* [Exercise prompt] The answer must be an exact transcription of all the records below.

* [Dataset excerpts]
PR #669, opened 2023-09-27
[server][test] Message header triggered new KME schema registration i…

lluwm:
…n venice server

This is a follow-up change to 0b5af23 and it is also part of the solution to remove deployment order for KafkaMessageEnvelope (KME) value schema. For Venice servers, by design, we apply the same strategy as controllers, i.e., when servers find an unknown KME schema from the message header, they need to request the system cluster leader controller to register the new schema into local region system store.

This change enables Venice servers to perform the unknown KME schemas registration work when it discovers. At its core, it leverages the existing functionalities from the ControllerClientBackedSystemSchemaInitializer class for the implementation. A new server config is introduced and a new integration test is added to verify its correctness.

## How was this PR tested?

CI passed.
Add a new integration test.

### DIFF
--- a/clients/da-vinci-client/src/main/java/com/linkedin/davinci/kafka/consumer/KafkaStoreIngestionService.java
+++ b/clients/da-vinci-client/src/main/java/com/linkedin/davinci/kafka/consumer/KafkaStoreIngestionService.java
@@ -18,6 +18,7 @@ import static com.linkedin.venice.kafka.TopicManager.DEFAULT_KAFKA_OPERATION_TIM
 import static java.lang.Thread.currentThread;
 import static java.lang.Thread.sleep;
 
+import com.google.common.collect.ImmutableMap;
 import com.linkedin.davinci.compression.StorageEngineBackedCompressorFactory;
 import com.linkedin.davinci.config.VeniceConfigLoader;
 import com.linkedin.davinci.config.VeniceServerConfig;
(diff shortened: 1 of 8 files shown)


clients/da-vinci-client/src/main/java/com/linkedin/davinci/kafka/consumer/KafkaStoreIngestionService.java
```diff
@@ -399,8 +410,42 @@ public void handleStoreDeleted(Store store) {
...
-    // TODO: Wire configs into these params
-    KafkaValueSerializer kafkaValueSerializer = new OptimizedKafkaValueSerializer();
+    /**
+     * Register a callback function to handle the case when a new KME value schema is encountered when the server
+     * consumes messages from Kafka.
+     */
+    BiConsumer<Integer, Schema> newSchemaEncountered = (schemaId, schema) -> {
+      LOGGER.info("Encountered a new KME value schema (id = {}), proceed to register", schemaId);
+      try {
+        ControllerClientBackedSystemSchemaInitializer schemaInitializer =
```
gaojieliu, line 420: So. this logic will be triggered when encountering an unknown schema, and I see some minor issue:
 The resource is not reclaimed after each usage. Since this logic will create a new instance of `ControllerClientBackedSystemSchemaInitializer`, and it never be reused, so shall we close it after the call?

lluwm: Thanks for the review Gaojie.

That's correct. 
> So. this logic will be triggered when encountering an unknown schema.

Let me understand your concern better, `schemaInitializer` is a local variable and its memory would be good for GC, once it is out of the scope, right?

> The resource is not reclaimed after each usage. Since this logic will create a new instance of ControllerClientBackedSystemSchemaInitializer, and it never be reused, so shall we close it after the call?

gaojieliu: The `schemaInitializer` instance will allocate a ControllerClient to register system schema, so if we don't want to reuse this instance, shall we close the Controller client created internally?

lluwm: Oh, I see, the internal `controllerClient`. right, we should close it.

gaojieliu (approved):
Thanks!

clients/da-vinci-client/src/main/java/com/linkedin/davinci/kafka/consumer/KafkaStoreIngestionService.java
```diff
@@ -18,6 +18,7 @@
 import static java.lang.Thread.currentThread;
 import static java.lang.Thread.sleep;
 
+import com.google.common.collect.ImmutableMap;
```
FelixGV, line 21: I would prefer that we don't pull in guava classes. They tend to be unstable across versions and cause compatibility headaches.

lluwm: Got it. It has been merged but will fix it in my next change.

* [The completed task]
PR #669, opened 2023-09-27
[server][test] Message header triggered new KME schema registration i…

lluwm:
…n venice server

This is a follow-up change to 0b5af23 and it is also part of the solution to remove deployment order for KafkaMessageEnvelope (KME) value schema. For Venice servers, by design, we apply the same strategy as controllers, i.e., when servers find an unknown KME schema from the message header, they need to request the system cluster leader controller to register the new schema into local region system store.

This change enables Venice servers to perform the unknown KME schemas registration work when it discovers. At its core, it leverages the existing functionalities from the ControllerClientBackedSystemSchemaInitializer class for the implementation. A new server config is introduced and a new integration test is added to verify its correctness.

## How was this PR tested?

CI passed.
Add a new integration test.

### DIFF
--- a/clients/da-vinci-client/src/main/java/com/linkedin/davinci/kafka/consumer/KafkaStoreIngestionService.java
+++ b/clients/da-vinci-client/src/main/java/com/linkedin/davinci/kafka/consumer/KafkaStoreIngestionService.java
@@ -18,6 +18,7 @@ import static com.linkedin.venice.kafka.TopicManager.DEFAULT_KAFKA_OPERATION_TIM
 import static java.lang.Thread.currentThread;
 import static java.lang.Thread.sleep;
 
+import com.google.common.collect.ImmutableMap;
 import com.linkedin.davinci.compression.StorageEngineBackedCompressorFactory;
 import com.linkedin.davinci.config.VeniceConfigLoader;
 import com.linkedin.davinci.config.VeniceServerConfig;
(diff shortened: 1 of 8 files shown)


clients/da-vinci-client/src/main/java/com/linkedin/davinci/kafka/consumer/KafkaStoreIngestionService.java
```diff
@@ -399,8 +410,42 @@ public void handleStoreDeleted(Store store) {
...
-    // TODO: Wire configs into these params
-    KafkaValueSerializer kafkaValueSerializer = new OptimizedKafkaValueSerializer();
+    /**
+     * Register a callback function to handle the case when a new KME value schema is encountered when the server
+     * consumes messages from Kafka.
+     */
+    BiConsumer<Integer, Schema> newSchemaEncountered = (schemaId, schema) -> {
+      LOGGER.info("Encountered a new KME value schema (id = {}), proceed to register", schemaId);
+      try {
+        ControllerClientBackedSystemSchemaInitializer schemaInitializer =
```
gaojieliu, line 420: So. this logic will be triggered when encountering an unknown schema, and I see some minor issue:
 The resource is not reclaimed after each usage. Since this logic will create a new instance of `ControllerClientBackedSystemSchemaInitializer`, and it never be reused, so shall we close it after the call?

lluwm: Thanks for the review Gaojie.

That's correct. 
> So. this logic will be triggered when encountering an unknown schema.

Let me understand your concern better, `schemaInitializer` is a local variable and its memory would be good for GC, once it is out of the scope, right?

> The resource is not reclaimed after each usage. Since this logic will create a new instance of ControllerClientBackedSystemSchemaInitializer, and it never be reused, so shall we close it after the call?

gaojieliu: The `schemaInitializer` instance will allocate a ControllerClient to register system schema, so if we don't want to reuse this instance, shall we close the Controller client created internally?

lluwm: Oh, I see, the internal `controllerClient`. right, we should close it.

gaojieliu (approved):
Thanks!

clients/da-vinci-client/src/main/java/com/linkedin/davinci/kafka/consumer/KafkaStoreIngestionService.java
```diff
@@ -18,6 +18,7 @@
 import static java.lang.Thread.currentThread;
 import static java.lang.Thread.sleep;
 
+import com.google.common.collect.ImmutableMap;
```
FelixGV, line 21: I would prefer that we don't pull in guava classes. They tend to be unstable across versions and cause compatibility headaches.

lluwm: Got it. It has been merged but will fix it in my next change.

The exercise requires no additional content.